Nella musica da film spesso si ricorre al “leitmotiv”, già teorizzato da Wagner, che
consiste in un tema ricorrente collegato a personaggi, a rapporti sentimentali o ad
ambienti.
Effetti sonori - sono tutti gli elementi della colonna sonora che non rientrano nelle parole
o nella musica. Essi mirano a ricostruire realisticamente i rumori tipici della quotidianità,
anche se spesso vi sono delle alterazioni intenzionali, finalizzate a ottenere determinati
effetti, come l’urlo di donna che si trasforma in un “grido” di violini, con effetto
terrorizzante, in Psycho di Hitchcock.
Missaggio - il montaggio sonoro è l’ultima operazione nella costruzione del film, che
consiste nell’unire parole, musica e rumori nella colonna sonora. Il volume e la durata di
ogni singolo suono qui vengono controllati.

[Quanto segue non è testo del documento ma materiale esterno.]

Issue #483, opened 2020-06-12
NMN always returns "No results" despite results in /predict


schmmd:
![image](https://user-images.githubusercontent.com/954798/84521752-52a17a00-ac8a-11ea-9365-aa4c987de3c6.png)

![image](https://user-images.githubusercontent.com/954798/84521740-4f0df300-ac8a-11ea-8996-50f8eba252ae.png)

aimichal:
Okay, I can repro in prod by going to https://demo.allennlp.org/reading-comprehension/, choosing the model NMN and the example "Who stars in The Matrix?". The server responds with an answer, but "No answer returned" is shown.

aimichal:
Same thing locally. Debugging now!

PR #484, opened 2020-06-12
Reading Comprehension NMN fix

aimichal:
This fixes https://github.com/allenai/allennlp-demo/issues/483.

I can repro by going to /reading-comprehension, choosing the model NMN and the example "Who stars in The Matrix?". The server responds with an answer, but "No answer returned" is shown.

Looks like the "No answer returned." is shown due to the `NoAnswer()` call at the bottom of the default case in `AnswerByType`:

https://github.com/allenai/allennlp-demo/blob/ae62fc3774bf98488745267e8e8aa3ccd29c34f0/ui/src/components/demos/ReadingComprehension.js#L397-L426

In this default case, `responseData` is destructed to extract the field `best_span_str`, which doesn't exist in the response to this example. The response does, however, have a `predicted_ans` field. Here's what `responseData` looks like in this default case:

> image

When I use `predicted_ans` instead of `best_span_str` then the NMN model works for this example:

> image

I don't know of this is the right fix; looking for advice from someone closer to the systems involved.

### DIFF
--- a/ui/src/components/demos/ReadingComprehension.js
+++ b/ui/src/components/demos/ReadingComprehension.js
@@ -395,7 +395,7 @@ const AnswerByType = ({ responseData, requestData, interpretData, interpretModel
       }
 
       default: { // old best_span_str path used by BiDAF model
-          const { best_span_str: bestSpanStr } = responseData;
+        const { best_span_str: bestSpanStr } = responseData;
         if(question && passage && bestSpanStr) {
           const start = passage.indexOf(bestSpanStr);
           const head = passage.slice(0, start);
@@ -434,15 +434,15 @@ const Output = (props) => {
     case NMNModel.name:
     case NMNModel.modelId:
       return (
-          <div className="model__content answer">
-            <nmn.Output response={props.responseData}/>
-          </div>
+        <div className="model__content answer">
+          <nmn.Output response={props.responseData}/>
+        </div>
       );
     default:
       return (
-          <div className="model__content answer">
-            <AnswerByType {...props} />
-          </div>
+        <div className="model__content answer">
+          <AnswerByType {...props} />
+        </div>
       )
   }
 }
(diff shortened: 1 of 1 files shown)


schmmd:
@matt-gardner can you help @aimichal out here?  Somehow this regressed recently and I'm not sure why.

aimichal:
There's also another use of `best_span_str` in ReadingComprehension.js, which I didn't touch:

https://github.com/allenai/allennlp-demo/blob/ae62fc3774bf98488745267e8e8aa3ccd29c34f0/ui/src/components/demos/ReadingComprehension.js#L212-L221

(...and also in api/allennlp_demo/common/testing/rc.py, FYI.)

ui/src/components/demos/ReadingComprehension.js
```diff
@@ -394,8 +394,8 @@ const AnswerByType = ({ responseData, requestData, interpretData, interpretModel
         return NoAnswer();
       }
 
-      default: { // old best_span_str path used by BiDAF model
-        const { best_span_str: bestSpanStr } = responseData;
```
matt-gardner, line 398: Does this break bidaf?  Looking at the code, I think it probably would.  I would recommend a system that prefers one of these, but falls back to the other if the first isn't present.  I don't have a strong preference on which should be preferred.

matt-gardner:
I'm confused because the `answer_type` doesn't appear to be present in the response data, and that's the real problem.  What you're looking at is a passage span, and it should have been labeled as such.  Why isn't `answer_type` present?

matt-gardner:
Oh, hang on, this is the wrong UI entirely.  The components that are supposed to be used are here: https://github.com/allenai/allennlp-demo/tree/master/ui/src/components/demos/reading-comprehension/nmn.  This model looks like it got ported using the wrong demo component.

ui/src/components/demos/ReadingComprehension.js
aimichal: Yeah, it did. Good call. Thanks!

aimichal:
Okay, new fix is to the branching in the Output component. It was only branching if request data's model was `NMN (trained on DROP)`, but in practice this was `nmn`. Now it branches on either.

The permalinks database has both of these model values, so this should allow backwards compatibility with those old values.

aimichal:
I've confirmed that BiDAF and NMN models work for me now, locally:

> image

Un esempio di ottimo missaggio è quello della sequenza della battaglia finale de I sette
samurai (1954) di Akira Kurosawa: l’assalto dei banditi al villaggio dei contadini si svolge
sotto la pioggia. L’autore rinuncia al supporto della musica, lasciando solo il rumore della
pioggia, del vento, degli zoccoli dei cavalli, delle grida di battaglia e dei colpi di fucile.